[What is needed]:
How many lines in the records below contain "anyhow"? Reply with the number alone.

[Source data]
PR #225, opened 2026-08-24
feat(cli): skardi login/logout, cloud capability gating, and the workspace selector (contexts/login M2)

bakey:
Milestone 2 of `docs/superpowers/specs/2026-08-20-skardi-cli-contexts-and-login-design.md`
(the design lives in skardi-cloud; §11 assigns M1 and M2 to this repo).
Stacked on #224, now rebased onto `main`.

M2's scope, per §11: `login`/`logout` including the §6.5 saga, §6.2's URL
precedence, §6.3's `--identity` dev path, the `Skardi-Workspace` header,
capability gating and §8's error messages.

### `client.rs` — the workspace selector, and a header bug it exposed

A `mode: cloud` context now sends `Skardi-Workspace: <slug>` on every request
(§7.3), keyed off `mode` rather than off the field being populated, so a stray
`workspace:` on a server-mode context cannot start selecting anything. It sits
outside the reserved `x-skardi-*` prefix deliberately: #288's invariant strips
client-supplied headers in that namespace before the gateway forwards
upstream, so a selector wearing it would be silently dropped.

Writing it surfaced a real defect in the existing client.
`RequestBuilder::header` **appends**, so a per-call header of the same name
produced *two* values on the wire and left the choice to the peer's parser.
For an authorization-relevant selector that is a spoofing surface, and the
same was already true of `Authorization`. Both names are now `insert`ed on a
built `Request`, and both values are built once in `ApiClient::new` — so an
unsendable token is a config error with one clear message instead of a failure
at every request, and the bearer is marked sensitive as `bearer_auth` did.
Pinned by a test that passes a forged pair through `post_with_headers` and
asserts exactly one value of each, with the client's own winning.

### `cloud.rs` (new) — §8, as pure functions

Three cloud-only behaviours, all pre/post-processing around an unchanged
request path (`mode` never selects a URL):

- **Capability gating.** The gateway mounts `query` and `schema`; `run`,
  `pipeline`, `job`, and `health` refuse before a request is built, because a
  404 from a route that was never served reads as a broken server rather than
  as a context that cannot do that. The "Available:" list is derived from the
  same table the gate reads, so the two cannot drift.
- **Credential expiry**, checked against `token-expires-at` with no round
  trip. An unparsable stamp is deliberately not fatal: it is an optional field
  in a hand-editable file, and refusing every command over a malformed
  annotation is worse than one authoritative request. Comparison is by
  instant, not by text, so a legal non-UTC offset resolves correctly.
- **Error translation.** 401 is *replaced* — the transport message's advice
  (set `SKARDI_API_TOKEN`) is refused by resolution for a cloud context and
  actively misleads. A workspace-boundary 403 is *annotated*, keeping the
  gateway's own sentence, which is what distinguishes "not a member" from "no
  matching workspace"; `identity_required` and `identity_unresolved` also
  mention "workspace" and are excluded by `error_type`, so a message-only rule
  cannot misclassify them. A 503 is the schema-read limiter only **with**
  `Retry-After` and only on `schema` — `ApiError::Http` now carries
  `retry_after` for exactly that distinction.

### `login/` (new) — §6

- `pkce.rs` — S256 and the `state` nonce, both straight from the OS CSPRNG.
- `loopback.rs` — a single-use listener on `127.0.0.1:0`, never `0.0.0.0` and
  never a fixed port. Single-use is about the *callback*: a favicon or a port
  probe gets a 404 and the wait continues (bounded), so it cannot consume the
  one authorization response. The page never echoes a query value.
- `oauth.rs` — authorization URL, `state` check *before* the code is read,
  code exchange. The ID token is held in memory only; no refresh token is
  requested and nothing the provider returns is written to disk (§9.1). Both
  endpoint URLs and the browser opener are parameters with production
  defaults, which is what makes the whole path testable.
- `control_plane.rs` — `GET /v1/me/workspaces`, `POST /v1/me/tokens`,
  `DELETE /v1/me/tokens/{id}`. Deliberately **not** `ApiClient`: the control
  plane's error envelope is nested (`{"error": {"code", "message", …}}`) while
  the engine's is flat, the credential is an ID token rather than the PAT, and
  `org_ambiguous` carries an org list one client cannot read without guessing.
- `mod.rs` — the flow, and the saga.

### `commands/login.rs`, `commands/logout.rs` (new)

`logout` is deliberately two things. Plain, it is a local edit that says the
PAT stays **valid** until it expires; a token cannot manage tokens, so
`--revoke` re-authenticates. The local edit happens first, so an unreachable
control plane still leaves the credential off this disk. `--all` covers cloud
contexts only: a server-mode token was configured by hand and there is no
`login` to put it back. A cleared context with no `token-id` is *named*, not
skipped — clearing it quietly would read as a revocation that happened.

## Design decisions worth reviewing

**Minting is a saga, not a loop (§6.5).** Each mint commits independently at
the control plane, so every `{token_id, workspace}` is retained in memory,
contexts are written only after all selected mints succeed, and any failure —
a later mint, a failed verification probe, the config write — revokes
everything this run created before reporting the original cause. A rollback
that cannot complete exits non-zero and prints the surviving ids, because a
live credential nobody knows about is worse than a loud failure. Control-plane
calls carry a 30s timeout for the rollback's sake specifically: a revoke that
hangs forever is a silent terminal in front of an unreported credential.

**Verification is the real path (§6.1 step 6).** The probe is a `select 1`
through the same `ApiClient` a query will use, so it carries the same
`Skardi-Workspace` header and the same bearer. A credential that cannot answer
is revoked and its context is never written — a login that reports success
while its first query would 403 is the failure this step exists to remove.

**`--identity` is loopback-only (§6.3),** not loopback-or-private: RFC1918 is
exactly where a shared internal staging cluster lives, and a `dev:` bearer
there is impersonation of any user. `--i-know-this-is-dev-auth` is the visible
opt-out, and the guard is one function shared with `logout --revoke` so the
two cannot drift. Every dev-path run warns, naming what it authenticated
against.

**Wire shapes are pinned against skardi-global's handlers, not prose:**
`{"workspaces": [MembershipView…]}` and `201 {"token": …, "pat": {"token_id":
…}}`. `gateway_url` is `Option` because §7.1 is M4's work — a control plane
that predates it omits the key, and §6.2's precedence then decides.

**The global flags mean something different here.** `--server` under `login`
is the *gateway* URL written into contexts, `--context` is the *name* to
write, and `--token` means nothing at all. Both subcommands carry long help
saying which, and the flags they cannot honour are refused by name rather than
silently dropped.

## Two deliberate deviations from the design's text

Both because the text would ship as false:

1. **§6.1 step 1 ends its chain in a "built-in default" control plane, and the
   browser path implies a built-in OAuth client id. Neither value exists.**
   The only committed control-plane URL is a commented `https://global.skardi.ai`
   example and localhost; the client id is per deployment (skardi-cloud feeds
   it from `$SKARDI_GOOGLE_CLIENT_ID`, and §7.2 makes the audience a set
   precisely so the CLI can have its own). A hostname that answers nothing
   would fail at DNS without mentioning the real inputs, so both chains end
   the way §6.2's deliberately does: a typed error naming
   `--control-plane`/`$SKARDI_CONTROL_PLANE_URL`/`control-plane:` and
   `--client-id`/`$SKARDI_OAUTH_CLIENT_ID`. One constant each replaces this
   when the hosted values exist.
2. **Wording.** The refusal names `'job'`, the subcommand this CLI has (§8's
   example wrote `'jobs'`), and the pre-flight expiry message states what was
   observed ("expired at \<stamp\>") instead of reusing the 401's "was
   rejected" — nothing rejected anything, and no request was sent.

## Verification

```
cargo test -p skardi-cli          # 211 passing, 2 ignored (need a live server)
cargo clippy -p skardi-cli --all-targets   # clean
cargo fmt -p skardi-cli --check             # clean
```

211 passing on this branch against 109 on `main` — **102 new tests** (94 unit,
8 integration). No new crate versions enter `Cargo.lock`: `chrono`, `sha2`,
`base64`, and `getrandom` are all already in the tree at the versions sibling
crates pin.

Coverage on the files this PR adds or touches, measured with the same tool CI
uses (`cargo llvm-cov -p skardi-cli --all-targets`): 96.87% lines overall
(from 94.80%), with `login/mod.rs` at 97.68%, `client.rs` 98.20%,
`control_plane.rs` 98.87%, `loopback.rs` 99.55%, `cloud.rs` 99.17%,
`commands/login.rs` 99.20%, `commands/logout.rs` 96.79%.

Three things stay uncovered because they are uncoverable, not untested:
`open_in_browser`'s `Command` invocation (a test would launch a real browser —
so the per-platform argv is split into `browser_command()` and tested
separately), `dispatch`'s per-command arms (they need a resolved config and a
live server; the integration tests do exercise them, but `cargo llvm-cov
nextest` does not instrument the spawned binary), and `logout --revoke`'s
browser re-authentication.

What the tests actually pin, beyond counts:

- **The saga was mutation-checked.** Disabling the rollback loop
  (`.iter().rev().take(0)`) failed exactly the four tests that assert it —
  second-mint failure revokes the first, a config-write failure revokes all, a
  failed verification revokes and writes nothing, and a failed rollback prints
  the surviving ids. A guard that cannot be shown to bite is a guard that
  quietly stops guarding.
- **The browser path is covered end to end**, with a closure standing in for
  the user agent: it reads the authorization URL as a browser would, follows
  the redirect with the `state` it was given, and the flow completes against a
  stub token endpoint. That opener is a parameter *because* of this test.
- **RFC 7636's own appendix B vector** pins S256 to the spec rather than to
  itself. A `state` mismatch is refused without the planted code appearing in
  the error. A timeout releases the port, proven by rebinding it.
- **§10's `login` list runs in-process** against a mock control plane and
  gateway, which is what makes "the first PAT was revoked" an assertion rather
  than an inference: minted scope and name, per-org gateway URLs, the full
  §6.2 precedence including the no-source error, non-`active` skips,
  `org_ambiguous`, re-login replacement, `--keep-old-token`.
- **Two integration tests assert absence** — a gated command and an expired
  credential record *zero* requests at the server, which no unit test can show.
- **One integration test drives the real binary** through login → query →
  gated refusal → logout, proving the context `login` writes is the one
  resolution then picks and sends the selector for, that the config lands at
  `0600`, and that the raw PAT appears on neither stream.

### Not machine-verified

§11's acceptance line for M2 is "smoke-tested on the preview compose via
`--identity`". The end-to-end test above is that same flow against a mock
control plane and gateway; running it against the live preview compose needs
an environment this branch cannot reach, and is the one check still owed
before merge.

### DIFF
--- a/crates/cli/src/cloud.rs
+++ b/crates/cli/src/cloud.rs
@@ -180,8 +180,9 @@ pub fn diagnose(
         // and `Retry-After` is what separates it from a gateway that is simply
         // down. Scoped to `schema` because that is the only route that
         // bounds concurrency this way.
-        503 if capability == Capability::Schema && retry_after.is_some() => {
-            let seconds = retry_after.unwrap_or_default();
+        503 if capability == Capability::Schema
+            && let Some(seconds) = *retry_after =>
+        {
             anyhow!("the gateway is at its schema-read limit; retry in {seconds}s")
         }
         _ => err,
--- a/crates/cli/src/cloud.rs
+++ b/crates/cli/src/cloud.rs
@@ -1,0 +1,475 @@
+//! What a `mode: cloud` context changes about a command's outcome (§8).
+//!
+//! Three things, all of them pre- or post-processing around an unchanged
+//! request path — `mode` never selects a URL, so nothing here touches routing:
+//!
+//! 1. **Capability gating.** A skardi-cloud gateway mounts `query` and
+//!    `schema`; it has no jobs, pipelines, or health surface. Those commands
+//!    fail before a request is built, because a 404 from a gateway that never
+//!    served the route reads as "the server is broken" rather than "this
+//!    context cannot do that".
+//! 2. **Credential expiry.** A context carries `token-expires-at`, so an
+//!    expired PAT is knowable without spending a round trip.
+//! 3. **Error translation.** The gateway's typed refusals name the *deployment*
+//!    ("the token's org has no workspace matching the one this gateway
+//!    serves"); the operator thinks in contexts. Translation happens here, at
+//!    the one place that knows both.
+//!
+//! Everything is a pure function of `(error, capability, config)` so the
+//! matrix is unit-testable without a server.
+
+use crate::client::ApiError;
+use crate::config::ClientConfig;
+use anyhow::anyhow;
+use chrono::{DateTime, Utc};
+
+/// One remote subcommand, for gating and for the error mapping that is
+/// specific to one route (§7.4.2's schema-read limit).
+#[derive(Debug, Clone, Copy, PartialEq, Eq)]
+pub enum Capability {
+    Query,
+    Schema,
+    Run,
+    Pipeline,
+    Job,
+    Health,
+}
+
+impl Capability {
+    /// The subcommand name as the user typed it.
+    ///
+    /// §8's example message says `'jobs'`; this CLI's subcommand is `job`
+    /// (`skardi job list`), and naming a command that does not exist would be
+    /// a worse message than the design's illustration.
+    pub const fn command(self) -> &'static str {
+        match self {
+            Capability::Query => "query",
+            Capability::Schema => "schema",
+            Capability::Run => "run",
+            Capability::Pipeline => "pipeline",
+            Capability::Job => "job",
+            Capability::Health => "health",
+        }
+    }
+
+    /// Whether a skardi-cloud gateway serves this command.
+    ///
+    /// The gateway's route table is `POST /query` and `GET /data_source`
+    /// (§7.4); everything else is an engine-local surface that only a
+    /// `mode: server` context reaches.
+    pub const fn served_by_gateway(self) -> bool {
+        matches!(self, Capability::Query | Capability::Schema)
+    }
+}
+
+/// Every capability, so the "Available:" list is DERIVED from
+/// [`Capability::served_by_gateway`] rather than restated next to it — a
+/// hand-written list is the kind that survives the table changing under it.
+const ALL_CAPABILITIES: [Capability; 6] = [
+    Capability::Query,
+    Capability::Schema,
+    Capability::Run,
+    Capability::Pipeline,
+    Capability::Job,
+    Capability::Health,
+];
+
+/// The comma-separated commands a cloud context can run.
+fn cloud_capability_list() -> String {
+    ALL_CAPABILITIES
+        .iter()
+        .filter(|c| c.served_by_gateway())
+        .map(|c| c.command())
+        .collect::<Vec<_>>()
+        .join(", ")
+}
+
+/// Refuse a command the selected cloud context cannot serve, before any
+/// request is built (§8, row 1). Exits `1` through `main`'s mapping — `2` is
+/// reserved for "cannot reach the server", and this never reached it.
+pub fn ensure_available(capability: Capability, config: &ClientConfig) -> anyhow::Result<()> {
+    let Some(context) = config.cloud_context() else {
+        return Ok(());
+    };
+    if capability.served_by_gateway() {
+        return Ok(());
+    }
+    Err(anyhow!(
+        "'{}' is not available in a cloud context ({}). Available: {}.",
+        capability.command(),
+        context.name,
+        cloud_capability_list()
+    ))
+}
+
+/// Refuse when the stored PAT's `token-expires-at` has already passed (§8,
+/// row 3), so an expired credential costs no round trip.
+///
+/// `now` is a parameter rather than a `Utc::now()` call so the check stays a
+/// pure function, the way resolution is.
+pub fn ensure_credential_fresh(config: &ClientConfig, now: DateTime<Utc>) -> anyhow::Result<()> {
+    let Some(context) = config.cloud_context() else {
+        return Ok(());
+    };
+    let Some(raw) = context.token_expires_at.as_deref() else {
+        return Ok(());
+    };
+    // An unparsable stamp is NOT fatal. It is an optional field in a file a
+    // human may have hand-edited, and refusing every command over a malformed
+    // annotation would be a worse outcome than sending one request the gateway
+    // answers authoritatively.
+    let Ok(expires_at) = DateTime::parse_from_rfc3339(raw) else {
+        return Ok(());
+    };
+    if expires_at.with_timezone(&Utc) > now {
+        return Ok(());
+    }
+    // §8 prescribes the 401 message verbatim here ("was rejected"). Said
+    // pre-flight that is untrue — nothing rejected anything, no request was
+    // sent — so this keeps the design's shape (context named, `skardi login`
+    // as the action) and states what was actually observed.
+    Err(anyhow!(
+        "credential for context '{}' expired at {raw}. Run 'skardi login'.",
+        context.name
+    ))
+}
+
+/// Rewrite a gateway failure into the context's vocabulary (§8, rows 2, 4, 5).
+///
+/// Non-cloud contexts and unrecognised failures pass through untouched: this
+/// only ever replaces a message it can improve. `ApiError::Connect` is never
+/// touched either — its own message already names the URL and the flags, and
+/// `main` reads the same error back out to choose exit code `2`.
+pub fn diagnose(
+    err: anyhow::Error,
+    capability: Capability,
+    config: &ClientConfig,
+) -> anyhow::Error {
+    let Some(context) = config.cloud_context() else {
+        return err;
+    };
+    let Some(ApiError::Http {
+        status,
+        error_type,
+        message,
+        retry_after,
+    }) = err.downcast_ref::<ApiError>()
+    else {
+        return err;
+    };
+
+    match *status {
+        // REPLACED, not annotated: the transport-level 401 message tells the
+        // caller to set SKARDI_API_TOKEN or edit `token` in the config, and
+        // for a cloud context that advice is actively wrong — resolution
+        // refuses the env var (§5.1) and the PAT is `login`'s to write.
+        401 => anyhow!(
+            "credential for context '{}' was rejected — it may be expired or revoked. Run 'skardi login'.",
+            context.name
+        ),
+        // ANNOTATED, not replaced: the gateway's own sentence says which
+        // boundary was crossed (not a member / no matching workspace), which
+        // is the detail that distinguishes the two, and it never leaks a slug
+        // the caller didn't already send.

[Output]:
9